- Das bei großen Ganzzahloperationen auftretende Carry-Problem (Übertrag) ist ein Hauptgrund dafür, dass sich Operationen nur schwer parallelisieren lassen
- In der x86-Architektur ist die
adc-Instruktion zur Carry-Verarbeitung langsamer als die normale add-Instruktion, und aufeinanderfolgende Carry-Verarbeitung begrenzt die parallele Ausführung
- Mit der Radix-2^51-Darstellung lässt sich die Carry-Weitergabe verzögern, sodass mehr Additionen schnell ausgeführt werden können
- Jedem Limb (Teilwert) werden nur 51 oder 52 Bit zugewiesen, sodass der verbleibende obere Bitbereich als temporärer Carry-Speicher genutzt werden kann
- Diese Technik liefert trotz zusätzlicher Registerverwendung und Umwandlungskosten in der Praxis eine bessere Performance als die Radix 2^64
Schnelle Addition und Subtraktion: das Carry-Problem
- Bei der Addition großer Ganzzahlen ist es wie beim händischen Rechnen mit Überträgen: Auch für Computer erschwert Carry die Parallelisierung des Additionsalgorithmus
- Grundsätzlich addieren wir von rechts (niedrigwertige Stellen) nach links, wobei ein an jeder Stelle entstehender Carry an die nächste höhere Stelle weitergegeben wird
- Würde man stattdessen von links mit der Addition beginnen, beeinflusst der vorherige Carry die Berechnung der nächsten Stelle, sodass sich die Reihenfolge der Operationen nicht parallelisieren lässt
Carry-Verarbeitung im Computer
- Computer führen Additionen in Einheiten von 64-Bit-Ganzzahlen aus
- Eine 256-Bit-Ganzzahl lässt sich zwar scheinbar in vier 64-Bit-Limbs zerlegen und parallel addieren, tatsächlich muss aber Overflow (Carry) verarbeitet werden, damit das Ergebnis korrekt ist
- x86 besitzt mit
adc (add with carry) eine Instruktion, die die Carry-Verarbeitung automatisch übernimmt
Ursache des Performance-Verlusts
- Die
adc-Instruktion benötigt mit dem Carry-Flag einen zusätzlichen Eingabewert und ist daher im Vergleich zu einfachem add weniger performant
- In der Haswell-Architektur kann
add parallel über mehrere Ports ausgeführt werden, während adc zwangsläufig seriell ausgeführt werden muss
- Besonders bei SIMD-Instruktionen (
vpaddq usw.) ist parallele Addition ohne Carry deutlich schneller
Die Idee, Carry zu verzögern (Beispiel auf Papier)

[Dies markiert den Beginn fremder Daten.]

PR #4798, opened 2022-12-16
MGMT-12894: Use the hub release image when determining the ironic agent image

carbonin:
Previously, when using the converged flow, the service attempted to extract the ironic agent image using the spoke release. This was not ideal for a few reasons:

1. The agent version should match that of the hub ironic service
    - While it was likely the agent from the spoke version would be compatible with the hub service it's objectively better for them to actually match.
2. The default image was used for late-binding cases
    - This meant that a rather old and seemingly random image was used when the service didn't have a cluster from which to pull a release image
3. It's difficult to communicate to a user what to mirror in disconnected cases

With this change the agent will always match the hub service, the hub agent will be used regardless of late-binding or not, and the user just needs to know to mirror the hub release into their spoke environment when disconnected.

The only case when we should use the default image now is if the hub release image doesn't support the CPU architecture of the spoke infraEnv, but with multi-arch images coming soon and differing hub/spoke architectures exceedingly rare already this shouldn't be a problem.

## List all the issues related to this PR

Resolves https://issues.redhat.com/browse/MGMT-12894

- [ ] New Feature 
- [x] Enhancement 
- [ ] Bug fix
- [ ] Tests
- [ ] Documentation
- [ ] CI/CD 

## What environments does this code impact?

- [ ] Automation (CI, tools, etc)
- [ ] Cloud
- [x] Operator Managed Deployments
- [ ] None

## How was this code tested?

1. Deployed this change in a dev-scripts environment.
2. Created a bmh referencing an infraenv (late binding)
3. Downloaded discovery ignition for the infraenv
4. Validated the ironic agent image in the ignition matched the one from the hub release image

- [ ] assisted-test-infra environment
- [x] dev-scripts environment
- [ ] Reviewer's test appreciated
- [x] Waiting for CI to do a full test run
- [x] Manual (Elaborate on how it was tested)
- [ ] No tests needed

## Checklist

- [x] Title and description added to both, commit and PR.
- [x] Relevant issues have been associated (see [CONTRIBUTING] guide)
- [ ] This change does not require a documentation update (docstring, `docs`, README, etc)
- [x] Does this change include unit-tests (note that code changes require unit-tests)

## Reviewers Checklist

- Are the title and description (in both PR and commit) meaningful and clear?
- Is there a bug required (and linked) for this change?
- Should this PR be backported?

PR #4827, opened 2022-12-22
MGMT-10534: Add infra-env override for ironic agent image

carbonin:
Adds a field to the infra-env CR for overriding the ironic agent image when using the ZTP converged flow.
This also changes the behavior of the preprovisioning image reconciler so that we update the ironic ignition whenever it changes rather than only updating the ignition when the annotation is missing.

~~Built on top of https://github.com/openshift/assisted-service/pull/4798 (WIP until hub image PR is merged)~~ Merged
Resolves https://issues.redhat.com/browse/MGMT-10534

- [x] New Feature 
- [ ] Enhancement 
- [ ] Bug fix
- [ ] Tests
- [ ] Documentation
- [ ] CI/CD 

- [ ] Cloud
- [ ] None

## How was this code tested?
1. Deployed a dev-scripts cluster
2. Created an infraenv + BMH
3. Observed the image from the hub cluster in the discovery ignition
4. Set the override image
5. Observed the override image used in the discovery ignition
6. Changed/removed override - got expected behavior

- [x] dev-scripts environment
- [ ] No tests needed

## Checklist

## Reviewers Checklist

### DIFF
--- a/api/v1beta1/infraenv_types.go
+++ b/api/v1beta1/infraenv_types.go
@@ -103,6 +103,12 @@ type InfraEnvSpec struct {
 	// Applicable for both iPXE, and ISO streaming from Image Service.
 	// +optional
 	KernelArguments []KernelArgument `json:"kernelArguments,omitempty"`
+
+	// IronicAgentImageOverride is the pull spec for the ironic agent image to use when discovering hosts.
+	// Only applies when provisioning using a BareMetalHost.
+	// If unspecified, the ironic agent image from the hub cluster release is used.
+	// +optional
+	IronicAgentImageOverride string `json:"ironicAgentImageOverride,omitempty"`
 }
 
 type KernelArgument struct {
--- a/docs/hive-integration/README.md
+++ b/docs/hive-integration/README.md
@@ -55,7 +55,7 @@ More details on conditions is available [here](kube-api-conditions.md)
 #### Debug Information
 
 The `DebugInfo` field under `Status` provides additional information for debugging installation process:
-- `EventsURL` specifies an HTTP/S URL that contains events occured during cluster installation process
+- `EventsURL` specifies an HTTP/S URL that contains events occurred during cluster installation process
 
 
 
@@ -198,7 +198,7 @@ It will continue to:
 The assisted agent will not reboot the machine at the end of the installation, instead it will stop
 the assisted agent service and let the ironic agent to manage the machine power state
 
-The converged flow is disalbed by default, you can enable the converged flow by setting the `ALLOW_CONVERGED_FLOW` env to true [here](../operator.md##specifying-environmental-variables-via-configmap)
+The converged flow is disabled by default, you can enable the converged flow by setting the `ALLOW_CONVERGED_FLOW` env to true [here](../operator.md##specifying-environmental-variables-via-configmap)
 
 ### Ironic Agent Image
 
@@ -213,6 +213,9 @@ The environment var for the ironicAgent image to be used on X86_64 CPU architect
 `IRONIC_AGENT_IMAGE`
 The environment var for the ironicAgent image to be used on arm64 CPU architecture:
 `IRONIC_AGENT_IMAGE_ARM`
+
+The ironic agent image can also be overridden using the InfraEnv spec field `ironicAgentImageOverride`
+If this field is set this image will be used instead of the hub or default image.
 
 **NOTE**
 Ensure the correct images are mirrored if installing in a disconnected environment.
--- a/internal/controller/controllers/preprovisioningimage_controller.go
+++ b/internal/controller/controllers/preprovisioningimage_controller.go
@@ -356,15 +356,12 @@ func (r *PreprovisioningImageReconciler) mapInfraEnvPPI() func(a client.Object) 
 		reconcileRequests := []reconcile.Request{}
 
 		for i := range images {
-			// Don't queue if the Image URL and InfraEnv's URL is the same.
-			if images[i].Status.ImageUrl != infraEnv.Status.ISODownloadURL {
-				reconcileRequests = append(reconcileRequests, reconcile.Request{
-					NamespacedName: types.NamespacedName{
-						Namespace: images[i].Namespace,
-						Name:      images[i].Name,
-					},
-				})
-			}
+			reconcileRequests = append(reconcileRequests, reconcile.Request{
+				NamespacedName: types.NamespacedName{
+					Namespace: images[i].Namespace,
+					Name:      images[i].Name,
+				},
+			})
 		}
 		return reconcileRequests
 	}
--- a/internal/controller/controllers/preprovisioningimage_controller.go
+++ b/internal/controller/controllers/preprovisioningimage_controller.go
@@ -19,7 +19,6 @@ package controllers
 import (
 	"context"
 	"fmt"
-	"strconv"
 	"strings"
 	"time"
 
@@ -138,8 +137,9 @@ func (r *PreprovisioningImageReconciler) Reconcile(origCtx context.Context, req 
 		return ctrl.Result{}, err
 	}
 
-	if !IronicAgentEnabled(log, infraEnv) {
-		return r.AddIronicAgentToInfraEnv(ctx, log, infraEnv)
+	infraEnvUpdated, err := r.AddIronicAgentToInfraEnv(ctx, log, infraEnv)
+	if infraEnvUpdated || err != nil {
+		return ctrl.Result{}, err
 	}
 
 	if infraEnv.Status.CreatedTime == nil {
@@ -371,8 +371,9 @@ func (r *PreprovisioningImageReconciler) mapInfraEnvPPI() func(a client.Object) 
 	return mapInfraEnvPPI
 }
 
-func (r *PreprovisioningImageReconciler) AddIronicAgentToInfraEnv(ctx context.Context, log logrus.FieldLogger, infraEnv *aiv1beta1.InfraEnv) (ctrl.Result, error) {
-	// Retrieve infraenv from the database
+// AddIronicAgentToInfraEnv updates the infra-env in the database with the ironic agent ignition config if required
+// returns true when the infra-env was updated, false otherwise
+func (r *PreprovisioningImageReconciler) AddIronicAgentToInfraEnv(ctx context.Context, log logrus.FieldLogger, infraEnv *aiv1beta1.InfraEnv) (bool, error) {
 	key := types.NamespacedName{
 		Name:      infraEnv.Name,
 		Namespace: infraEnv.Namespace,
@@ -380,11 +381,16 @@ func (r *PreprovisioningImageReconciler) AddIronicAgentToInfraEnv(ctx context.Co
 	infraEnvInternal, err := r.Installer.GetInfraEnvByKubeKey(key)
 	if err != nil {
 		log.WithError(err).Error("failed to get corresponding infraEnv")
-		return ctrl.Result{}, err
+		return false, err
 	}
-	ironicAgentImage, err := r.getIronicAgentImageByRelease(ctx, log, infraEnvInternal)
-	if err != nil {
-		log.WithError(err).Warningf("Failed to get ironic agent image by release for infraEnv: %s", infraEnv.Name)
+	ironicAgentImage := infraEnv.Spec.IronicAgentImageOverride
+	if ironicAgentImage == "" {
+		ironicAgentImage, err = r.getIronicAgentImageByRelease(ctx, log, infraEnvInternal)
+		if err != nil {
+			log.WithError(err).Warningf("Failed to get ironic agent image by release for infraEnv: %s", infraEnv.Name)
+		}
+	} else {
+		log.Infof("Using override ironic agent image (%s) for infraEnv %s", ironicAgentImage, infraEnv.Name)
 	}
 
 	// if ironicAgentImage can't be found by version use the default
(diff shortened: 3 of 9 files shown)


internal/controller/controllers/preprovisioningimage_controller.go
```diff
@@ -367,20 +371,21 @@ func (r *PreprovisioningImageReconciler) mapInfraEnvPPI() func(a client.Object)
...
 	infraEnvInternal, err := r.Installer.GetInfraEnvByKubeKey(key)
 	if err != nil {
 		log.WithError(err).Error("failed to get corresponding infraEnv")
-		return ctrl.Result{}, err
+		return false, err
 	}
-	var ironicAgentImage string
-	if infraEnvInternal.ClusterID != "" {
-		ironicAgentImage, err = r.getIronicAgentImageByRelease(ctx, log, *infraEnvInternal)
+	ironicAgentImage := infraEnv.Spec.IronicAgentImageOverride
```
eranco74, line 386: Add logging If there was an override.

eranco74 (commented):
It's doing more than what the PR title is saying.
Looks good to me

carbonin:
>It's doing more than what the PR title is saying.

Built on top of https://github.com/openshift/assisted-service/pull/4798 (WIP until hub image PR is merged)

carbonin:
@eranco74 this one is ready for review

carbonin:
I don't see why this PR would break the capi job, retesting.

/test edge-e2e-ai-operator-ztp-capi

docs/hive-integration/README.md
```diff
@@ -214,6 +214,9 @@ The environment var for the ironicAgent image to be used on X86_64 CPU architect
 The environment var for the ironicAgent image to be used on arm64 CPU architecture:
 `IRONIC_AGENT_IMAGE_ARM`
 
+The ironic agent image can also be overridden using the InfraEnv spec field `ironicAgentImageOverride`
+If this field is set this image will be used instead of the hub or defaul image.
```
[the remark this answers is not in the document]
eranco74: Though I think that after this change we can just remove the default image, and if someone wants to use the converged flow with late-binding they will need to set the ironicAgentImageOverride for that to work.

internal/controller/controllers/preprovisioningimage_controller.go
```diff
@@ -356,35 +356,38 @@ func (r *PreprovisioningImageReconciler) mapInfraEnvPPI() func(a client.Object)
...
-			// Don't queue if the Image URL and InfraEnv's URL is the same.
-			if images[i].Status.ImageUrl != infraEnv.Status.ISODownloadURL {
-				reconcileRequests = append(reconcileRequests, reconcile.Request{
-					NamespacedName: types.NamespacedName{
-						Namespace: images[i].Namespace,
-						Name:      images[i].Name,
-					},
-				})
-			}
+			reconcileRequests = append(reconcileRequests, reconcile.Request{
```
eranco74, line 359: This seems like an overkill and I think we can optimize it, not sure if it's worth the trouble though.
(we care about the imageURL, irnoicAgentImageOverride and the internalIgnitionOverride everything else is just noise).

eranco74 (commented):
/lgtm

docs/hive-integration/README.md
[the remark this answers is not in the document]
carbonin: But yeah, I forgot we talked about removing the defaults with this. I'll do that

internal/controller/controllers/preprovisioningimage_controller.go
carbonin: But we don't know the current state of those overrides. That's why we have to render the entire ignition to compare in the reconcile step.

It was easy with the url because we could compare them directly, but it's not so simple now.

internal/controller/controllers/preprovisioningimage_controller.go
```diff
@@ -400,25 +403,29 @@ func (r *PreprovisioningImageReconciler) AddIronicAgentToInfraEnv(ctx context.Co
...
+		if infraEnv.ObjectMeta.Annotations == nil {
+			infraEnv.ObjectMeta.Annotations = make(map[string]string)
+		}
+		infraEnv.Annotations[EnableIronicAgentAnnotation] = "true"
+		if err := r.Client.Update(ctx, infraEnv); err != nil {
+			// Just warn here if the update fails as this annotation is just informational
+			log.WithError(err).Warnf("failed to set %s annotation on infraEnv %s", EnableIronicAgentAnnotation, infraEnv.Name)
+		}
+
+		r.CRDEventsHandler.NotifyInfraEnvUpdates(infraEnv.Name, infraEnv.Namespace)
```
filanov, line 426: doesn't adding annotation trigger reconcile?

carbonin: Maybe but for one, we may already have this annotation so the update may be a noop. This was also there before, just the indentation changed.

I can leave the comment too, if you want :man_shrugging:

filanov: The code is confusing because there is not check that the annotation is actually set or not, it may already exist. 
So the notification is actually depend on the `updated` field

carbonin:
/unhold

I'm going to remove the defaults in a follow-up since this is pretty much ready.

api/v1beta1/infraenv_types.go
```diff
@@ -103,6 +103,11 @@ type InfraEnvSpec struct {
 	// Applicable for both iPXE, and ISO streaming from Image Service.
 	// +optional
 	KernelArguments []KernelArgument `json:"kernelArguments,omitempty"`
+
+	// IronicAgentImageOverride is the pull spec for the ironic agent image to use when discovering hosts
+	// Only applies when provisioning using a BareMetalHost
+	// +optional
+	IronicAgentImageOverride string `json:"ironicAgentImageOverride,omitempty"`
```
avishayt, line 110: Do we want this directly in the spec, or would an annotation be more appropriate?

mhrivnak:
Can we get a bit more detail on the use case? I see in the issue:

> We might need it in case our default image will not match the infraEnv paltform.

What exactly might not "match the platform"?

How will a user know what value is in use currently, and how will they know what other value to put in this field and why?

How is this managed over time? Does the user have to update this as new releases come out? Are we giving any guidance on that?

eranco74:
> Can we get a bit more detail on the use case? I see in the issue:
> 
> > We might need it in case our default image will not match the infraEnv paltform.
> 
> What exactly might not "match the platform"?
Platform in this regard is the CPU architecture,  the nodes architecture might not match the hub nodes architecture and the Ironic agent image from the release might not work.

> How will a user know what value is in use currently, and how will they know what other value to put in this field and why?
The infraEnv spec should reflect that (once we remove the default images)
And what value the user should use in case they need to should be documented. 
> How is this managed over time? Does the user have to update this as new releases come out? Are we giving any guidance on that?
In essence it should just work seamlessly, the Ironic agent should be backward compatible in the functionalitywe require (and thats why we started with default images). so even when the user provided an override (which shouldn't be the common case) no action should be required.

This doc covers the reasons behind this PR
https://docs.google.com/document/d/1inBEXtQnJ1wZdxDdKxV4MoqeZUL28Ltb40vt223BcdI/edit?usp=drivesdk

carbonin:
Updated the JIRA with more details about the reasoning for this change and the use cases.

I'll copy the user stories I wrote here to save a click:
1. As a user I want to install a spoke cluster with a different CPU architecture than is supported by my hub cluster release image.
2. As a user I want to consistently mirror a single ironic agent image to my disconnected environments regardless of the version of my hub cluster.
3. As an assisted installer developer I want to easily override the ironic agent used during discovery for testing or debugging.

These use cases could be achieved by using deployment configuration (configure an image per architecture), but if we want this to be a supported, user-facing API we should not require them to configure the "unsupported" configmap to alter the assisted-service's behavior.

carbonin:
Any other thoughts on this?

@mhrivnak @avishayt ?

api/v1beta1/infraenv_types.go
mhrivnak: I made the case elsewhere for putting it in the Spec, and I think @avishayt agreed.

internal/controller/controllers/preprovisioningimage_controller.go
```diff
@@ -356,35 +356,38 @@ func (r *PreprovisioningImageReconciler) mapInfraEnvPPI() func(a client.Object)
...
+		return false, err
 	}
-	ironicAgentImage, err := r.getIronicAgentImageByRelease(ctx, log, infraEnvInternal)
-	if err != nil {
-		log.WithError(err).Warningf("Failed to get ironic agent image by release for infraEnv: %s", infraEnv.Name)
+	ironicAgentImage := infraEnv.Spec.IronicAgentImageOverride
+	if ironicAgentImage == "" {
+		ironicAgentImage, err = r.getIronicAgentImageByRelease(ctx, log, infraEnvInternal)
+		if err != nil {
+			log.WithError(err).Warningf("Failed to get ironic agent image by release for infraEnv: %s", infraEnv.Name)
```
mhrivnak, line 387: Should this return with the error here? I'm not sure why it would make sense for the function to keep going.

api/v1beta1/infraenv_types.go
```diff
@@ -103,6 +103,11 @@ type InfraEnvSpec struct {
 	// Applicable for both iPXE, and ISO streaming from Image Service.
 	// +optional
 	KernelArguments []KernelArgument `json:"kernelArguments,omitempty"`
+
+	// IronicAgentImageOverride is the pull spec for the ironic agent image to use when discovering hosts
```
mhrivnak, line 107: It sounds like the core use case for end users is when they want to install a spoke using BareMetalHosts for hardware that's a different CPU architecture than the hub. I think that, or some similar guidance and context, is worth documenting here. When someone reads the API docs, they should understand when/why this feature is useful and applicable.

mhrivnak (changes requested):

api/v1beta1/infraenv_types.go
mhrivnak: Re-reading, maybe I spoke too soon. :) My basic assertion is that putting it in the spec:
* lets us clearly document what the feature is and how/when to use it
* helps users discover that the feature exists
* helps users notice when the feature is in use (people look at the spec on existing resources to see input that affects an API's behavior; it's easy to miss input that's provided elsewhere, such as an annotation)
* makes it clear how the field will evolve in the future. If it get deprecated, replaced, or changes in other ways, having it in the Spec gives us a clear process for managing that change.
* lets us use k8s validation features
* provides an opportunity to put corresponding info in the Status

internal/controller/controllers/preprovisioningimage_controller.go
carbonin: There's a default value that we use as a fallback in the next block.

Here the logic goes:
- If there's an override use it
- No override, try to get it from the hub release image
- Hub release failed and no override, use hardcoded/env driven default

We're going to remove the last one in a follow-up, but since it will require us to communicate to the user that we can't find an image in some way it will require a bit more effort.

mhrivnak: Is there a code path here where the user provides a value, an error happens in `getIronicAgentImageByRelease`, and then the code silently ignores the user-supplied value and uses the default instead?

If not, you can resolve this thread.

carbonin: If the user provides an override we don't call `getIronicImageByRelease` so no, that's not something that can happen.

api/v1beta1/infraenv_types.go
avishayt: We know have a CpuArchitecture property in the InfraEnv - could we use that to infer the correct image?

carbonin: We [currently](https://github.com/openshift/assisted-service/blob/8fbbce6515dc38ad028e5a47417c601a0a0c5495/internal/controller/controllers/preprovisioningimage_controller.go#L446-L448) use that to know when the hub image is incorrect for a particular infraenv, but if the hub is using a single-arch release image then there's no way for us to determine what the pull spec is for some other architecture ironic agent.

mhrivnak: That makes me think again about what we expect the user to do.

They could run the following. Is it what we'd recommend?

```
$ oc adm release info quay.io/openshift-release-dev/ocp-release:4.12.0-multi --filter-by-os=linux/arm64 --image-for=ironic-agent
W0117 09:51:02.049979   80777 manifest.go:449] Chose linux/arm64 manifest from the manifest list.
quay.io/openshift-release-dev/ocp-v4.0-art-dev@sha256:69c5e28d0cbe374a6a663f85420e33c50f363c5084d3c36e82cfc9099f6a41b1
```

That leads to the question: can we just do that automatically if connected? And if disconnected, could we pick a reasonable release from those that are available? (choosing from the mirrored releases in the hive CRD whose name is escaping me at the moment)

In any case, it seems like we need to give the user fairly specific guidance on how to figure out what value to put here. If we can give them specific guidance on what to do, maybe instead we can just do it?

carbonin: Sure, but the idea was to make this easy to manage for everyone involved, us included.

For something like 95% of cases the spoke cluster arch is going to match the hub and this value won't be used. When the hub release image is multi arch, devs will probably be the only ones using it.

This way we'll get the exact image we need from the hub release image, our documentation will say "mirror the hub release image if you're disconnected" and everything will just work without us having to constantly maintain some list of images for every possible hub version.

carbonin:
Closing this as it's low priority and still needs us to decide on an API.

- Um Carry zu reduzieren, kann man den Stellenbereich erweitern (z. B. von 0-9 auf insgesamt 37 Stellen mit 0-9, A-Z und *), sodass sich vorübergehend mehrere Zahlen ohne Carry addieren lassen
- So können mehrere Additionen ohne Carry-Weitergabe durchgeführt und der Carry erst am Ende in einem Schritt bereinigt (normalisiert) werden
- Dieses Konzept trennt die Akkumulation und Weitergabe von Carry und sorgt dafür, dass Carry erst im Endschritt verarbeitet wird
- Wenn in der tatsächlichen Berechnung Werte oberhalb der Stellenbasis entstehen, wird der Carry anschließend von rechts nach links der Reihe nach übernommen
Anwendung der Carry-Verzögerung im Computer (Radix-2^51-Trick)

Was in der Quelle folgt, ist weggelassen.